The frozen wall exploded into chunks and shards of knife-edged, crystalline ice, as deadly as a cloud of shrapnel. She tried to fling herself to one side, but stunned by the intensity of the attack, she didn’t account for the ice-coated tile floor beneath her legs-floor that provided me with footing as sure and solid as a basketball court. Insect legs skittered wildly, and the ice tore into her chitin-covered body, sending splatters of dark green ichor everywhere, even as the mantis-head half slithered up over her human face, swallowing it down again. Hotly glowing green eyes opened above the insectoid mantis-eyes of Tessa’s demonform, blazing with immortal rage, and as the swirling mists closed around them, the eyes of Tessa’s patron Fallen angel were all that I could see of her.

“Hey, Imariel!” I snarled. “I got some for you, too! Fuego!

As I spoke the words, I hurled the fusion of my will and elemental flame through my staff, imbuing the spell that ran through it with the silver-white fire of Creation itself. A basketball-sized comet of blazing soulfire soared through the air like a chord of triumphant choir music and detonated upon those glowing eyes in thunder and fury, in steam and even more mist. The eyes vanished in time with a teakettle scream of hellish fury and a thunderous crash of shattering brick from the far end of the building.

That bought me a little time, at least. I whirled and dragged Harvey behind me just as the quickest or luckiest of the ghouls loomed out of the mist and flung itself bodily at my head.

No time for a spell. No need for one. With the full power of Winter still singing through my limbs, I whirled my heavy oaken quarterstaff and met the leaping ghoul with a strike that used the full power of my arms, shoulders, hips, and legs. I struck it across one shoulder, and there was a wet, sickening crack of breaking bone and limbs being torn out of joint. I hammered the ghoul to the floor with the same blow, as if it had been an overeager kitten jumping at me, and drew a yowling shriek of surprised anguish from it as it landed.

My mind flashed to a pair of young wizards, brother and sister, tormented to death by ghouls on my watch, a few years back-and I remembered that I owed them a debt, collectively, as well. I kicked the downed ghoul hard enough to send it sliding away over the icy floor, and though it was already taxing my reserves to call up that kind of power, I again unleashed Winter, snarling, “Infriga!”

The ghoul had no defenses against that kind of magic. An instant later, there was a white, vaguely ghoul-shaped block of ice where the creature had been. The block kept sliding, grinding over the icy floor. .
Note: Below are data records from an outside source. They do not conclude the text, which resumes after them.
PR #5050, opened 2026-09-16
fix(litellm): apply the Chat Completions feature validation to LitellmModel

L4XB:
## What does this PR do?

The SDK has two Chat Completions adapters. Only one of them is treated as one.

`OpenAIChatCompletionsModel` refuses, or warns about, the three things a Chat
Completions call cannot carry — server-managed conversation state
(`previous_response_id` / `conversation_id`), a reusable `prompt`, and the
Responses-only reasoning settings (`reasoning.mode`, `reasoning.context`) —
gated on `strict_feature_validation` (#3298, #3309, #3312, #3314).

`LitellmModel` speaks the same API and has none of it. It accepted all three and
dropped them in silence, marked only with a comment:

```python
previous_response_id: str | None = None,  # unused
conversation_id: str | None = None,       # unused
```

It also never passed `strict_feature_validation` into the `Converter` and
`ChatCmplStreamHandler` it shares with the other adapter, so a LiteLLM user could
not turn on the feature at all.

## The workflow that breaks

Not a dropped setting nobody notices. Once `previous_response_id` or
`conversation_id` is set, `Runner` installs `OpenAIServerConversationTracker`
(`run.py:700-712`) purely on the presence of the id, whatever model is in use.
The tracker then sends only the items the server is not assumed to hold. So on
the second model call of a tool-using run the request is:

One agent, one function tool, `Runner.run(..., previous_response_id="resp_abc")`,
recording what reaches `litellm.acompletion`:

```
--- request 1 (2 messages) ---
    {"content": "be brief", "role": "system"}
    {"role": "user", "content": "What is the weather in Paris?"}
--- request 2 (2 messages) ---
    {"content": "be brief", "role": "system"}
    {"role": "tool", "tool_call_id": "call_1", "content": "sunny in Paris"}
```

The second request has the tool result and neither the user turn nor the
assistant tool call that produced it. Every Chat Completions provider rejects a
`tool` message that does not follow an `assistant` message carrying the matching
`tool_calls`.

The same script against `OpenAIChatCompletionsModel` produces the same two
requests — the trimming is the runner's server-managed behaviour and this PR does
not change it — but it says so first:

```
WARNING openai.agents: OpenAIChatCompletionsModel does not support server-managed
conversation state (previous_response_id). Chat Completions requires callers to
pass the full conversation history; use a Responses API model for
previous_response_id or a conversation-capable model for conversation_id.
Ignoring unsupported server-managed conversation state; enable strict feature
validation to raise an error instead.
```

With `strict_feature_validation=True` it raises a `UserError` before the first
call. On LiteLLM there was nothing at all.

I know #4837 was closed because it showed settings that are not forwarded rather
than an application that fails. This is the other case: the guard already exists
and is already released, one of the two adapters that needs it does not have it,
and the request that goes out without it is malformed.

## Second half of the same defect

`validate_output_guardrails_with_server_managed_conversation`
(`agent_runner_helpers.py:279-296`) rejects output guardrails combined with
either id, "because rejected output cannot be removed from server-managed
conversation history" — and exempts `OpenAIChatCompletionsModel` by class, since
"Chat Completions owns its released warn-and-ignore or strict rejection
behavior".

LiteLLM has no server-managed conversation history either, so the rejection names
a store that does not exist. Measured on `main`:

| model | `Runner.run(..., previous_response_id=…)` with an output guardrail |
|---|---|
| `LitellmModel` | `UserError: Output guardrails cannot be combined with conversation_id, previous_response_id, …` |
| `OpenAIChatCompletionsModel` | allowed; warns, then calls the provider |

## Change

- `ChatCmplUnsupportedFeatures` in `models/chatcmpl_helpers.py` holds the three
  checks and the warn-once / raise decision. Both adapters call it, so they
  cannot drift apart again. Messages are unchanged for `OpenAIChatCompletionsModel`:
  the class name comes from `type(self).__name__`, and its three
  `_handle_unsupported_*` methods stay as one-line delegates.
- `LitellmModel` gains `strict_feature_validation: bool = False` (appended last,
  per the parameter-order contract in `AGENTS.md`), runs the three checks in both
  `get_response` and `stream_response`, and threads the flag into
  `Converter.items_to_messages`, `Converter.message_to_output_items` and
  `ChatCmplStreamHandler.handle_stream` the way `OpenAIChatCompletionsModel` does.
- The guardrail validation exempts any adapter that owns this validation instead
  of one named class. Duck-typed via `owns_chatcmpl_feature_validation` so
  `run_internal` does not import the optional `litellm` extra.

Deliberately not in scope: `LitellmProvider` gets no flag (the documented entry
point is constructing `LitellmModel` directly), and no `docs/` change — the
behaviour is not in the latest release yet, which per `AGENTS.md`
"Documentation Release Timing" belongs in a separate docs-only PR. Happy to open
that one whenever it suits the release.

## Tests

`tests/models/test_litellm_feature_validation.py`, 13 tests: warn-and-ignore and
strict rejection for each of the three features, warn-once per model instance,
the streaming path, the two-call `Runner` workflow above, and the guardrail
validation for all three model kinds.

```
$ pytest tests/models/test_litellm_feature_validation.py -q
13 passed in 1.18s

# same tests, src reverted to main
12 failed, 1 passed
```

The one that passes on `main` is
`test_output_guardrails_are_still_rejected_on_a_responses_model` — it pins the
behaviour this PR must not change.

Full suite, same interpreter, `main` vs this branch:

```
main:        48 failed, 9511 passed, 48 skipped, 9 errors
this branch: 48 failed, 9524 passed, 48 skipped, 9 errors
```

The 57 failures/errors are identical line for line (`comm` on the sorted
`FAILED`/`ERROR` lists is empty in both directions); they are optional
dependencies missing in my local env, not this diff. +13 is exactly the new file.

Gates: `ruff format --check` clean, `ruff check` clean,
`check_optional_truthiness.py` clean, `mypy src` 54 errors before and after with
none in the changed files, `pyright --project pyrightconfig.json` 29 errors with
none in the changed files.

## Before submitting

- [x] Did you read the [contributor guideline](https://github.com/openai/openai-agents-python/blob/main/AGENTS.md)?
- [ ] Was this discussed/approved via a GitHub issue? No — happy to open one if
      you would rather discuss it there first.
- [x] Did you make sure to update the documentation with your changes? See the
      release-timing note above.
- [x] Did you write any new necessary tests?


seratch:
Thanks for tracing the request construction and adding the Runner-level example. The history trimming is real, but the example passes a Responses-only conversation ID to LiteLLM. The supported LiteLLM workflow omits those IDs: Runner retains tool-call history within a run, and sessions or result.to_input_list() provide history between runs.

I am closing this PR. The default behavior still sends the same incomplete request, and the example does not establish a need for the broader validation API or guardrail exemption. A concrete application case showing why the supported history workflow is insufficient would justify revisiting a narrower change.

. . and fetched up against the clawed feet of the other three ghouls.

The three stared at the block of ice for a startled quarter-second, and then, as one, fixed me with hate-filled eyes and let out snarls of utter fury.

Yikes.

Time slowed down as they crouched to spring toward me.

Entombing one ghoul in ice was one thing. Doing it to three of them was something else entirely. If I took the time to take out one of them, the other two would be upon me almost before the words had left my lips, and four ghouls minus two ghouls is two ghouls too many. When you’re outnumbered as badly as I was, inflicting two-to-one casualties is just another way to say that you lost and got eaten.

I had to change the footing of this fight.